# broken deadbolt



## Sammy (Mar 11, 2007)

Is it keyed on both sides or does it have a thumbturn on the inside?

Any brand names on the lock or the key?

Whats broken on it?


----------



## misterdunkirk (Dec 15, 2007)

keyed on both sides, key just turns, doesnt catch....brand unknown...are there other options besides drilling ? i know i will have to replace


----------



## Sammy (Mar 11, 2007)

If the key spins completely around without stopping it would point to a broken tailpiece that connects the cylinder to the bolt. 

Have you tried the key from both sides of the door?

Any names or number on the key that operates it?


----------



## misterdunkirk (Dec 15, 2007)

have tried both sides, key doesnt turn 360 degrees but about 320 degrees and stops, no numbers or brand, old lock original i assume


----------



## Sammy (Mar 11, 2007)

Could be the bolt has died in the extended/deadlock postion which is somewhat rare but does happen.

Are there any visible screws on the inside?

Can you post a pic?


----------



## misterdunkirk (Dec 15, 2007)

there are no screws and we don't have a working digital camera so no pics


----------



## Sammy (Mar 11, 2007)

Any idea how old the lock is?


----------



## misterdunkirk (Dec 15, 2007)

probably at least 15-20 years old


----------



## redline (Mar 5, 2006)

Take the hinge pins out.
Remove the door to further access the deadbolt.


----------



## Sammy (Mar 11, 2007)

Hmm thats a toughy without knowing a brand name or having a pic to id. 
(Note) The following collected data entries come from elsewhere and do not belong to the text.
PR #700, opened 2023-04-06
SignalToNoise

swalker2m:
Adds a `SignalToNoise` value that can be precisely mapped to the database.  In other words, if you can make a `SignalToNoise` it can be stored and then an exact `Eq` value can be retrieved.

After updating the schema (in a separate PR), this will address an issue in which we allow any `PosBigDecimal` to be passed in as a signal-to-noise value but can only actually store a subset of them.

### DIFF
--- a/modules/core/shared/src/main/scala/lucuma/core/math/SignalToNoise.scala
+++ b/modules/core/shared/src/main/scala/lucuma/core/math/SignalToNoise.scala
@@ -1,0 +1,128 @@
+// Copyright (c) 2016-2023 Association of Universities for Research in Astronomy, Inc. (AURA)
+// For license information see LICENSE or https://opensource.org/licenses/BSD-3-Clause
+
+package lucuma.core.math
+
+import cats.Order
+import cats.Show
+import eu.timepit.refined.types.numeric.PosBigDecimal
+import io.circe.Decoder
+import io.circe.Encoder
+import io.circe.JsonNumber
+import lucuma.core.optics.Format
+import monocle.Prism
+
+import scala.util.control.Exception.catching
+
+// Signal-to-noise stored as milli-signal to noise Long capped at 9,999,999,999
+// so that it fits in a database numeric(10, 3).
+
+opaque type SignalToNoise = Long
+
+object SignalToNoise {
+
+  /**
+   * Maximum supported signal-to-noise value: 9,999,999.999.
+   */
+  val Max: SignalToNoise =
+    9_999_999_999L
+
+  /**
+   * Minimum supported signal-to-noise value: 0.001.
+   */
+  val Min: SignalToNoise =
+    1L
+
+  extension (s2n: SignalToNoise) {
+
+    /**
+     * Converts this SignalToNoise value to a `BigDecimal`, which is guaranteed
+     * to be positive.
+     */
+    def toBigDecimal: BigDecimal =
+      BigDecimal(s2n, 3)
+
+    /**
+     * Converts this SignalToNoise value to a `PosBigDecimal`.
+     */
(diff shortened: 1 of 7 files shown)


modules/core/shared/src/main/scala/lucuma/core/math/SignalToNoise.scala
```diff
@@ -0,0 +1,128 @@
...
+import io.circe.Decoder
+import io.circe.Encoder
+import io.circe.JsonNumber
+import lucuma.core.optics.Format
+import monocle.Prism
+
+import scala.util.control.Exception.catching
+
+// Signal-to-noise stored as milli-signal to noise Long capped at 9,999,999,999
+// so that it fits in a database numeric(10, 3).
```
swalker2m, line 18: Why `numeric(10, 3)`?  It seemed "big enough" as far as I can tell without being ridiculously too large.  We can always increase it later if necessary.

modules/core/shared/src/main/scala/lucuma/core/math/SignalToNoise.scala
```diff
@@ -0,0 +1,128 @@
...
+
+opaque type SignalToNoise = Long
```
rpiaggio, line 20: May I suggest using something like:

```scala
protected type SNRefinedType = Long Refined Interval.Open[0L, 10000000000L]
object SignalToNoise extends RefinedTypeOps[SNRefinedType, Long] with NewType[SNRefinedType] 
type SignalToNoise = SignalToNoise.Type
```

That way the underlying type is refined and we get the consturctors for free (and consistent with refined constructors).

rpiaggio: Disregard that, the refined constructors will return a `SNRefinedType`. There doesn't seem to be a way to do what I suggest since it results in a recursive definition between the object and the opaque type.

rpiaggio (approved):
LGTM

modules/core/shared/src/main/scala/lucuma/core/math/SignalToNoise.scala
rpiaggio: Oh wait, this seems to work, without using `NewType`:

```scala
opaque type SignalToNoise = Long Refined Interval.Open[0L, 1000000000L]
object SignalToNoise extends RefinedTypeOps[SignalToNoise, Long] with NewType[SignalToNoise]
```
```scala
scala> SignalToNoise.from(1L)
val res2: Either[String, Test.SignalToNoise] = Right(1)
                                                                                                                                                                                               
scala> SignalToNoise.from(0L)
val res3: Either[String, Test.SignalToNoise] = Left(Left predicate of ((0 > 0) && (0 < 1000000000)) failed: Predicate failed: (0 > 0).)
```

cquiroz (approved):
LGTM

cquiroz:
We should probably add this to the ITC graphql schema

modules/core/shared/src/main/scala/lucuma/core/math/SignalToNoise.scala
swalker2m: Thanks, that's a pretty neat trick!  I was trying to keep the underlying representation as milli-sn somewhat hidden though because it didn't seem completely clear that it won't need to change one way or another.  For example if it were to change such that `0.01` is the smallest SN we can represent, client code like `SignalToNoise.from(1L)` would suddenly mean something different.

rpiaggio: Understood :+1:. I like the idea of having explicit constructor names.

PR #703, opened 2023-04-12
Add PosBigDecimal optics to SignalToNoise

cquiroz:


modules/core/shared/src/main/scala/lucuma/core/math/SignalToNoise.scala
```diff
@@ -112,6 +132,10 @@ object SignalToNoise {
   given Order[SignalToNoise] =
     Order.fromLessThan(_ < _)
 
+  given AdditiveCommutativeSemigroup[SignalToNoise] = new AdditiveCommutativeSemigroup[SignalToNoise] {
```
rpiaggio, line 135: Nice

modules/core/shared/src/main/scala/lucuma/core/math/SignalToNoise.scala
```diff
@@ -112,6 +132,10 @@ object SignalToNoise {
...
+    def plus(x: SignalToNoise, y: SignalToNoise): SignalToNoise = (x + y)
```
swalker2m, line 136: Because I chose to make the underlying type simple (a `long`) this compiles but produces an illegal value sometimes?   What is `Max` + `Max` for example?

Maybe I should have used the refined type range for the representation.

modules/core/shared/src/main/scala/lucuma/core/math/SignalToNoise.scala
```diff
@@ -80,6 +92,14 @@ object SignalToNoise {
   val FromBigDecimalRounding: Format[BigDecimal, SignalToNoise] =
     Format(bd => fromMilliDecimal((bd * 1000).setScale(0, BigDecimal.RoundingMode.HALF_UP)), _.toBigDecimal)
 
+  /**
+   * Creates a `SignalToNoise` value assuming that the given PosBigDecimal is in
+   * range [Min, Max].  Rounds finer scale values to milli-sn.
+   *
+   * @group Optics
+   */
+  val FromPosBigDecimalRounding: Format[PosBigDecimal, SignalToNoise] =
```
rpiaggio, line 101: May I suggest using a `ValidSplitEpi` here? It combines the functionality of `Format` and `SplitEpi`: the valid inputs can be normalized.

Probably `FromBigDecimalRounding` above too.

I suspect that going this way we won't need custom generators in the tests.

modules/core/shared/src/main/scala/lucuma/core/math/SignalToNoise.scala
swalker2m: I wasn't aware that we needed to add them, but if we do really add would be `(SignalToNoise, SignalToNoise) => Option[SignalToNoise]`?

cquiroz: because of the range limits?

swalker2m: Right, if we can end up with a `SignalToNoise` value that is bigger than `Max` the database would reject it when it processes inputs.  A `reverseGet` result passed to `getOption` on one of the optics would produce `None`, etc.

cquiroz: Ok, let's rather remove the instance, we can convert to numbers and do operations that way

modules/tests/shared/src/test/scala/lucuma/core/math/SignalToNoiseSuite.scala
```diff
@@ -18,12 +22,18 @@ final class SignalToNoiseSuite extends munit.DisciplineSuite {
...
+  checkAll("Order",                     OrderTests[SignalToNoise].order)
+  checkAll("JSON Codec",                CodecTests[SignalToNoise].codec)
+  checkAll("FromBigDecimalExact",       PrismTests(SignalToNoise.FromBigDecimalExact))
+  checkAll("FromBigDecimalRounding",
+    ValidSplitEpiTests(SignalToNoise.FromBigDecimalRounding).validSplitEpiWith(bigDecimalSignalToNoise))
+  checkAll("FromPosBigDecimalExact",    PrismTests(SignalToNoise.FromPosBigDecimalExact))
+  checkAll("FromPosBigDecimalRounding",
+    ValidSplitEpiTests(SignalToNoise.FromPosBigDecimalRounding).validSplitEpiWith(posBigDecimalSignalToNoise)
+  )
+  checkAll("FromString",                FormatTests(SignalToNoise.FromString).formatWith(stringSignalToNoise))
```
rpiaggio, line 37: Do the tests fail with regular `BigDecimal` and `PosBigDecimal` arbitraries?

swalker2m: I've never used `ValidSplitEpi` and am not sure what it is, but if it is like `Format` I think we're good?  The tests each include:

* valid big decimals: in range and not overly precise
* "coverage" examples: big decimals that are in range but way too precise -- these can be rounded to be valid.  After the initial round trip the canonical format emerges.
* arbitrary big decimals which may or may not be in range

```scala
  private val validBigDecimalSignalToNoise: Gen[BigDecimal] =
    Gen
       .choose(1L, 9_999_999_999L)
       .map(BigDecimal(_, 3))

  private val coverageExamples: Gen[BigDecimal] =
     Gen
       .choose(1L, 9_999_999_999_999L)
       .map(BigDecimal(_, 6))

  val bigDecimalSignalToNoise: Gen[BigDecimal] =
     Gen.oneOf(validBigDecimalSignalToNoise, coverageExamples, arbitrary[BigDecimal])
```

Is that what you meant?

rpiaggio: My bad, I missed the fact that `bigDecimalSignalToNoise` includes `arbitrary[BigDecimal]` (and similarly `posBigDecimalSignalToNoise`), and so I thought we were leaving cases out. Sorry for that!

rpiaggio (approved):
LGTM

swalker2m (approved):
Thanks for adding those, looks great.  :+1:

PR #704, opened 2023-04-14
Rename Attachment.Id to ObsAttachment.Id

toddburnside:


rpiaggio (approved):
LGTM

Will there be other kinds of attachments?

toddburnside:
> Will there be other kinds of attachments?

Yes. There will be proposal attachments. But, at this point I'm thinking they won't get their own ids.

Could be one of several brands all with different mounting methods.


----------



## Sammy (Mar 11, 2007)

Good point Reline.. 

That would at least expose the bolt edge where most mfgs put thier name.


----------



## redline (Mar 5, 2006)

misterdunkirk said:


> my deadbolt is broken and locked, does anyone have tips on how to drill it out without calling locksmith..thanks


there should be two screws on the interior that you remove to replace/repair it.


----------



## Kingfisher (Nov 19, 2007)

get a "steppped drill bit" and drill right though it. Then open the bolt with a screw driver


----------



## gregzoll (Dec 25, 2006)

There should be plugs covering the screws on the interior side of the door. Once the door is removed by pulling the hinge pins, you should be able to take off the Dead Bolt and install a new one.


----------



## redline (Mar 5, 2006)

http://www.cornerhardware.com/howto/ht021.html

click on "play" and then "install lock".

This will show how the lock is installed.
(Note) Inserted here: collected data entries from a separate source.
PR #707, opened 2023-04-19
TimeSpan math ops

swalker2m:
While it's true that you cannot arbitrarily add two `TimeSpan`s and expect to get a valid `TimeSpan` result, it's still useful to be able to add, subtract, multiply and divide them without worrying about it in most situations.  A `TimeSpan.Max` is essentially infinity for our purposes, and treating it as the bounds of math operations makes the 99% (or better) case easier. For example, if exposure time takes `TimeSpan.Max` then the fact that detector readout and write to permanent storage require some additional amount of time is not very useful anyway. 

The pipe,`|`,  in `t0 +| t1` etc. is meant to be suggestive of a hitting a wall or bounds.  `TimeSpan` forms a `Monoid` under `+|` which is also useful.

I don't know.  Is all of this dumb?

### DIFF
--- a/modules/core/shared/src/main/scala/lucuma/core/util/TimeSpan.scala
+++ b/modules/core/shared/src/main/scala/lucuma/core/util/TimeSpan.scala
@@ -3,11 +3,14 @@
 
 package lucuma.core.util
 
+import cats.Monoid
 import cats.Order
 import cats.Order.catsKernelOrderingForOrder
 import cats.syntax.option.*
 import cats.syntax.order.*
+import eu.timepit.refined.types.numeric.NonNegInt
 import eu.timepit.refined.types.numeric.NonNegLong
+import eu.timepit.refined.types.numeric.PosInt
 import lucuma.core.optics.Format
 import monocle.Iso
 import monocle.Prism
@@ -15,6 +18,7 @@ import monocle.Prism
 import java.math.RoundingMode.HALF_UP
 import java.time.Duration
 import java.time.temporal.ChronoUnit.MICROS
+import scala.annotation.targetName
 import scala.util.Try
 
 /**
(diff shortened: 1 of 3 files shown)


modules/core/shared/src/main/scala/lucuma/core/util/TimeSpan.scala
```diff
@@ -141,6 +144,39 @@ object TimeSpan {
...
+    @targetName("boundedSubtract")
+    def -|(other: TimeSpan): TimeSpan =
+      fromMicroseconds(timeSpan.toMicroseconds - other.toMicroseconds).getOrElse(Min)
+
+    /**
+     * Multiplies a TimeSpan by an integer, limiting the resulting value to the
+     * range (`Min`, `Max`).
+     */
+    @targetName("boundedMultiply")
+    def *|(multiplier: Int): TimeSpan = {
```
rpiaggio, line 166: Is there a reason for division to require a `PosInt` but multiplication to allow negative numbers?

Also, can we support decimals (with rounding on the result) ?

swalker2m: Actually I just want a `NotZeroInt` but I don't think that exists?  Dividing by a negative is never going to produce anything but `Zero` so I went with `PosInt`.

Decimal options with rounding seem fine.  I just didn't need them for what I'm working on.

rpiaggio: Won't multiplying by a negative also always produce `Zero` ?

swalker2m: I imagine with `refined` you can scare up a `Not[Equal[_0]]` or some such but it seems awkward, I don't know.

Reverse the process to remove the lock from the door.

Once you remove the two door plates then you should be able to manually retract the deadbolt back into the door.


----------



## troubleseeker (Sep 25, 2006)

Why do you have to drill it out. The cylinder has to be removable, it certainly was not machined on the door:no: . If there are screws visible on the cylinder, remove them and the two halves of the deadbolt will separate, allowing you to flip open the latch bolt with a screwdriver. If it has no visible screws, it is held in place by the interior trim ring screwing onto the body of the exterior half. Grip the ring with some channel lock type pliers and turn it counter clockwise . If it does not move readily, you may have to hold a sharp chisel against the ring and tap it so that it bites into the ring and rotates it. Sounds like you should be prepared to replace the deadbolt, as either of these will leave some scars on the trim ring.


----------



## troubleseeker (Sep 25, 2006)

gregzoll said:


> There should be plugs covering the screws on the interior side of the door. Once the door is removed by pulling the hinge pins, you should be able to take off the Dead Bolt and install a new one.
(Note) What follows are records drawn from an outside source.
PR #708, opened 2023-04-21
Setup published npm package

armanbilge:


build.sbt
```diff
@@ -126,3 +126,46 @@ lazy val benchmarks = project
...
+  .settings(
+    scalaJSLinkerConfig ~= (_.withModuleKind(ModuleKind.ESModule)),
+    npmPublish := {
+      import scala.sys.process._
+      val _      = (Compile / fullLinkJS).value
+      val outDir = (Compile / fullLinkJS / scalaJSLinkerOutputDirectory).value
+      IO.write(
+        outDir / "package.json",
+        s"""|{
+            |  "name": "lucuma-core",
```
armanbilge, line 145: This will publish here:
https://www.npmjs.com/package/lucuma-core

build.sbt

Unhinging the door has no effect on being able to separate the two halves of the cylinder. I think there is a misconception that he will be able to remove the "bolt" from the edge of the door, and somehow this will allow the cylinders to separate, but it is not so. The inner and outer cylinders are secured to each other, either by screws or by the two halves threading together.


----------



## gregzoll (Dec 25, 2006)

Unhinging it will help it pulling the door off to place on saw horses to be able to get the old one off, especially if the bolt is currently extended.


----------



## End Grain (Nov 17, 2007)

If you look at the key, you - or someone at the local HD or hardware store - should be able to tell if it's a Kwikset, Segal, Schlage, Weisner, Titan, etc. Each key has a distinct shape to its head and Kwikset and Segal are by far the most common ones used in residences over the years. Schlage is more common to commercial.


----------



## NateHanson (Apr 15, 2007)

There's got to be a way to remove the cylinder from the inside. Try unthreading the trim. I don't believe taking the door off the hinges will get you anywhere, except make you cold.


----------



## Sammy (Mar 11, 2007)

I.D.'ing the the brand would definitely help as there are some deadbolts where access to the end of the bolt is a must to remove it from the door.

And since no brand names have been visible this is also one of the last places there may be a brand name posted. 

Key head shape could help with ID although apparently there are no names or numbers on the key to point towards a particular mfg. 

A pic would definitely help. Even a cell phone camera.


----------



## Ron6519 (Mar 28, 2007)

Locks have access points on the interior. Just unscrew the inner cylinder, pull it out and access the latch mechanism.
Two pages of posts, what are you doing, launching the space shuttle?
Ron


----------



## Sammy (Mar 11, 2007)

Not all locks will have bolts exposed to the interior as the more common brands due. 

I think the original poster either called a locksmith or never checked back. 

Launching the space shuttle? 

Now thats a whole new thread! 

We're gonna need a really big sling shot, some insta foam for the stuff that always falls off the wings wings and we better call NASA!


----------